PR #103, opened 2023-02-14
Add raspiberry pi target

ademar111190:
Breez sdk running on Raspberry PI :tada: 

Screenshot_20230213_183743

### DIFF
--- a/libs/sdk-core/makefile
+++ b/libs/sdk-core/makefile
@@ -18,7 +18,7 @@ init:
 	rustup target add aarch64-apple-darwin x86_64-apple-darwin
 	rustup target add aarch64-apple-ios-sim
 	rustup target add aarch64-linux-android armv7-linux-androideabi i686-linux-android x86_64-linux-android
-	rustup target add aarch64-unknown-linux-gnu
+	rustup target add aarch64-unknown-linux-gnu armv7-unknown-linux-gnueabi i686-unknown-linux-gnu x86_64-unknown-linux-gnu
 	@if [ $$(uname) == "Darwin" ] ; then cargo install cargo-lipo ; fi
 	cargo install cbindgen
 	cargo install cargo-ndk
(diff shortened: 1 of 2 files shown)


libs/sdk-core/makefile
```diff
@@ -17,20 +17,22 @@ init:
...
 ## all: Compile iOS, Android
-all: ios macos android
+all: ios macos android linux
 
 ## ios: Compile the iOS universal library
 ios: ios-universal
 
 ios-universal: $(SOURCES) ndk-home
-	cargo lipo --release
+	@if [ $$(uname) == "Darwin" ] ; then \
```
roeierez, line 33: Do we need this? Isn't it better to just fail if it can't build?

ademar111190: I believe it is not allowed to build ios binaries outside of MacOS, but I'm not sure, I did add it because on Linux it fails when I tried to build it.

roeierez: Yes exactly, isn't it better that it will fail vs report DONE but won't build?

ademar111190: gotcha, you are right.

ademar111190:
> If you add linux, please add also arm7, i686 and x86_64 architectures

I don't have a Linux running on these specs to test, Isn't it better to wait for someone that can test and let this person add it? @yaslama

yaslama:
> > If you add linux, please add also arm7, i686 and x86_64 architectures
> 
> I don't have a Linux running on these specs to test, Isn't it better to wait for someone that can test and let this person add it? @yaslama

Please add them and I will check them.

libs/sdk-core/makefile
```diff
@@ -66,21 +66,36 @@ aarch64-apple-darwin: $(SOURCES)
 	fi
 	@echo "[DONE] $@"
 
-## android: Compile the android targets (arm64, armv7 and i686)
```
ademar111190, line 69: A minor update in the comment and reorder to follow a pattern, i.e. 💄

ademar111190:
> > > If you add linux, please add also arm7, i686 and x86_64 architectures
> > 
> > 
> > I don't have a Linux running on these specs to test, Isn't it better to wait for someone that can test and let this person add it? @yaslama
> 
> Please add them and I will check them.

Added, please let me know if something breaks, at the worst scenario I can create some VM and try to fix it.

ok300:
@ademar111190 some CI errors were fixed on `master`, if you rebase this PR maybe it also fixes the CI problems here.

roeierez (approved):

yaslama (approved):

PR #114, opened 2023-02-21
Fast receive

roeierez:
The goal of this PR was to sync the payments list right after receive with the invoice that is sent from greenlight as part of stream_incoming endpoint. The expectation is that receive would be much faster and without additional sync delays.
As part of the PR this was implemented as well:
1. Use TryFrom trait for converting greenlight structure to Payments
2. Fix MockNodeAPI to use non static cloud_payments list as the static was shared between tests causing them to fail from time to time.


ok300:
Code LGTM. Will try the apk.

roeierez:
@ok300 LMK if you have any feedback. Would be great to merge it.

ok300 (approved):
All good, works!

PR #123, opened 2023-02-23
Remove InputParser and it's dependencies

erdemyerebasmaz:
InputParser that uses an external library is being removed as all capabilities can now be handled using SDK.

- Removed InputParser and it's dependencies.
- Updated dependencies to latest


roeierez (approved):
LGTM but let's wait with the merge until we integrate properly the sdk input parser.

PR #126, opened 2023-02-27
Store the LN Address of an LNURL-pay, if available

### LINKED ISSUE #91: Add lightning address to payment model
We need to add the lightning address to the payment model https://github.com/breez/breez-sdk/blob/main/libs/sdk-core/src/models.rs#L259-L268 in order to replicate the breez mobile logic here https://github.com/breez/breezmobile/blob/232f1178d86b1b7152a03036ab33aafcf0c933a9/lib/bloc/account/account_model.dart#L885

ok300:
Fixes #91

### DIFF
--- a/libs/sdk-bindings/src/breez_sdk.udl
+++ b/libs/sdk-bindings/src/breez_sdk.udl
@@ -140,6 +140,7 @@ dictionary LnPaymentDetails {
     boolean keysend;
     string bolt11;
     SuccessActionProcessed? lnurl_success_action;
+    string? ln_address;
 };
 
 dictionary ClosedChannelPaymentDetails {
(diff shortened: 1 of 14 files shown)


roeierez (changes requested):
Looks good! React Native changes are missing.

roeierez:
> There is one test failing, I'm still not sure why:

◆ EXERCISE: Using the listing above, write every line out again exactly.

◆ RESULT:
PR #103, opened 2023-02-14
Add raspiberry pi target

ademar111190:
Breez sdk running on Raspberry PI :tada: 

Screenshot_20230213_183743

### DIFF
--- a/libs/sdk-core/makefile
+++ b/libs/sdk-core/makefile
@@ -18,7 +18,7 @@ init:
 	rustup target add aarch64-apple-darwin x86_64-apple-darwin
 	rustup target add aarch64-apple-ios-sim
 	rustup target add aarch64-linux-android armv7-linux-androideabi i686-linux-android x86_64-linux-android
-	rustup target add aarch64-unknown-linux-gnu
+	rustup target add aarch64-unknown-linux-gnu armv7-unknown-linux-gnueabi i686-unknown-linux-gnu x86_64-unknown-linux-gnu
 	@if [ $$(uname) == "Darwin" ] ; then cargo install cargo-lipo ; fi
 	cargo install cbindgen
 	cargo install cargo-ndk
(diff shortened: 1 of 2 files shown)


libs/sdk-core/makefile
```diff
@@ -17,20 +17,22 @@ init:
...
 ## all: Compile iOS, Android
-all: ios macos android
+all: ios macos android linux
 
 ## ios: Compile the iOS universal library
 ios: ios-universal
 
 ios-universal: $(SOURCES) ndk-home
-	cargo lipo --release
+	@if [ $$(uname) == "Darwin" ] ; then \
```
roeierez, line 33: Do we need this? Isn't it better to just fail if it can't build?

ademar111190: I believe it is not allowed to build ios binaries outside of MacOS, but I'm not sure, I did add it because on Linux it fails when I tried to build it.

roeierez: Yes exactly, isn't it better that it will fail vs report DONE but won't build?

ademar111190: gotcha, you are right.

ademar111190:
> If you add linux, please add also arm7, i686 and x86_64 architectures

I don't have a Linux running on these specs to test, Isn't it better to wait for someone that can test and let this person add it? @yaslama

yaslama:
> > If you add linux, please add also arm7, i686 and x86_64 architectures
> 
> I don't have a Linux running on these specs to test, Isn't it better to wait for someone that can test and let this person add it? @yaslama

Please add them and I will check them.

libs/sdk-core/makefile
```diff
@@ -66,21 +66,36 @@ aarch64-apple-darwin: $(SOURCES)
 	fi
 	@echo "[DONE] $@"
 
-## android: Compile the android targets (arm64, armv7 and i686)
```
ademar111190, line 69: A minor update in the comment and reorder to follow a pattern, i.e. 💄

ademar111190:
> > > If you add linux, please add also arm7, i686 and x86_64 architectures
> > 
> > 
> > I don't have a Linux running on these specs to test, Isn't it better to wait for someone that can test and let this person add it? @yaslama
> 
> Please add them and I will check them.

Added, please let me know if something breaks, at the worst scenario I can create some VM and try to fix it.

ok300:
@ademar111190 some CI errors were fixed on `master`, if you rebase this PR maybe it also fixes the CI problems here.

roeierez (approved):

yaslama (approved):

PR #114, opened 2023-02-21
Fast receive

roeierez:
The goal of this PR was to sync the payments list right after receive with the invoice that is sent from greenlight as part of stream_incoming endpoint. The expectation is that receive would be much faster and without additional sync delays.
As part of the PR this was implemented as well:
1. Use TryFrom trait for converting greenlight structure to Payments
2. Fix MockNodeAPI to use non static cloud_payments list as the static was shared between tests causing them to fail from time to time.


ok300:
Code LGTM. Will try the apk.

roeierez:
@ok300 LMK if you have any feedback. Would be great to merge it.

ok300 (approved):
All good, works!

PR #123, opened 2023-02-23
Remove InputParser and it's dependencies

erdemyerebasmaz:
InputParser that uses an external library is being removed as all capabilities can now be handled using SDK.

- Removed InputParser and it's dependencies.
- Updated dependencies to latest


roeierez (approved):
LGTM but let's wait with the merge until we integrate properly the sdk input parser.

PR #126, opened 2023-02-27
Store the LN Address of an LNURL-pay, if available

### LINKED ISSUE #91: Add lightning address to payment model
We need to add the lightning address to the payment model https://github.com/breez/breez-sdk/blob/main/libs/sdk-core/src/models.rs#L259-L268 in order to replicate the breez mobile logic here https://github.com/breez/breezmobile/blob/232f1178d86b1b7152a03036ab33aafcf0c933a9/lib/bloc/account/account_model.dart#L885

ok300:
Fixes #91

### DIFF
--- a/libs/sdk-bindings/src/breez_sdk.udl
+++ b/libs/sdk-bindings/src/breez_sdk.udl
@@ -140,6 +140,7 @@ dictionary LnPaymentDetails {
     boolean keysend;
     string bolt11;
     SuccessActionProcessed? lnurl_success_action;
+    string? ln_address;
 };
 
 dictionary ClosedChannelPaymentDetails {
(diff shortened: 1 of 14 files shown)


roeierez (changes requested):
Looks good! React Native changes are missing.

roeierez:
> There is one test failing, I'm still not sure why:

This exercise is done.